Current unemployment linked to harder physical work, surgical treatment, risky alcohol consumption

THURSDAY, April 9, 2015 (HealthDay News) — Many head and neck cancer survivors do not return to work, according to a study published in the April issue of Head & Neck.

Robert Koch, M.D., from Jena University Hospital in Germany, and colleagues examined employment and psychological factors in head and neck survivors with survivorship of at least two years. A survey was administered to 55 head and neck cancer survivors, aged 60 years or younger, including subscales from the Functional Assessment of Cancer Therapy (FACT) instrument, the Miller Behavioral Style Scale, the General Perceived Self-Efficacy Scale, the Patient Health Questionnaire-9 (PHQ-9), and the Hornheider-Fragebogen short version.

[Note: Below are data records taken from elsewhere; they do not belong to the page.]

PR #904, opened 2022-03-03
Use standard packing for subscription ID derivation

bbenligiray:
The subscription struct has two dynamically sized fields, which makes the usage of `abi.encodePacked` inappropriate. It was replaced by `abi.encode` as a solution.

An alternative to this is to always use `abi.encode` as done in the pre-alpha contracts. Since we never store the encoded bytes, we don't need to care about its length.

### DIFF
--- a/packages/airnode-protocol-v1/contracts/dapis/DapiServer.sol
+++ b/packages/airnode-protocol-v1/contracts/dapis/DapiServer.sol
@@ -267,7 +267,7 @@ contract DapiServer is
         require(relayer != address(0), "Relayer address zero");
         require(sponsor != address(0), "Sponsor address zero");
         subscriptionId = keccak256(
-            abi.encodePacked(
+            abi.encode(
                 block.chainid,
                 airnode,
                 templateId,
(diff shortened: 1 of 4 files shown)


Ashar2shahid (approved):
More context on why it is inappropriate to use `abi.encodePacked()`.
> If you use keccak256(abi.encodePacked(a, b)) and both a and b are dynamic types, it is easy to craft collisions in the hash value by moving parts of a into b and vice-versa. More specifically, abi.encodePacked("a", "bc") == abi.encodePacked("ab", "c"). If you use abi.encodePacked for signatures, authentication or data integrity, make sure to always use the same types and check that at most one of them is dynamic. Unless there is a compelling reason, abi.encode should be preferred.

Apart from the increased gas costs, I don't see any downsides. I don't suppose there is any use case where instead of `encode()` `encodeWithSignature()` would be better, is there?

bbenligiray:
> I don't suppose there is any use case where instead of encode() encodeWithSignature() would be better, is there?

No

bbenligiray:
> Apart from the increased gas costs

From Table G at https://ethereum.github.io/yellowpaper/paper.pdf

> Gkeccak256 30 Paid for each KECCAK256 operation.
Gkeccak256word 6 Paid for each word (rounded up) for input data to a KECCAK256 operation.

PR #907, opened 2022-03-04
AN 576 | Template ID verification for the signed data endpoint

Ashar2shahid:
Initially I was adding the templateId as a parameter to the `processHttpSignedDataRequest` function but thought it would be good to get other opinions first. With the way its currently implemented there is very little need to change any of the methods in `index.ts` .


packages/airnode-node/src/api/index.ts
```diff
@@ -135,7 +134,7 @@ function verifyRequestId(payload: CallApiPayload): LogsData<ApiCallErrorResponse
 
 export function verifyTemplateId(payload: CallApiPayload): LogsData<ApiCallErrorResponse> | null {
   const { aggregatedApiCall } = payload;
-  if (aggregatedApiCall.type !== 'regular') return null;
+  if (aggregatedApiCall.type === 'http-gateway') return null;
```
Ashar2shahid, line 137: We should be able to use this method now for Singed data requests, so even if we pass in a templateId to the http request an invalid template would raise an error (if we decide to go that route).

packages/airnode-node/src/handlers/process-http-signed-data-request.ts
```diff
@@ -17,29 +19,43 @@ export async function processHttpSignedDataRequest(
...
-    ];
+  if (!decodedParameters) {
+    return [new Error(`Request contains invalid encodedParameters: ${parameters}`), null];
   }
 
   const requestId = randomHexString(16);
   const logOptions = buildBaseOptions(config, { requestId });
   const airnodeAddress = wallet.getAirnodeWallet(config).address;
+
+  const template = <ApiCallTemplate>{
```
andreogle, line 37: I haven't seen this syntax used before (?)

```suggestion
  const template: ApiCallTemplate = {
```

packages/airnode-node/src/handlers/process-http-signed-data-request.ts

The researchers observed a decrease in the rate of employed patients, from three-quarters of patients before diagnosis to one-third at an average of 66.8 months after diagnosis. There was a correlation between current unemployment with harder physical work before diagnosis, surgical treatment, and current risky alcohol consumption. Decreased FACT functional and social well-being and higher PHQ depression scores were reported among unemployed survivors.

“The likelihood not to return to work is high after head and neck cancer treatment,” the authors write. “Beyond standard rehabilitation programs, the development of specific psychosocial interventions for this patient group may be warranted to support the patients’ to return to work.”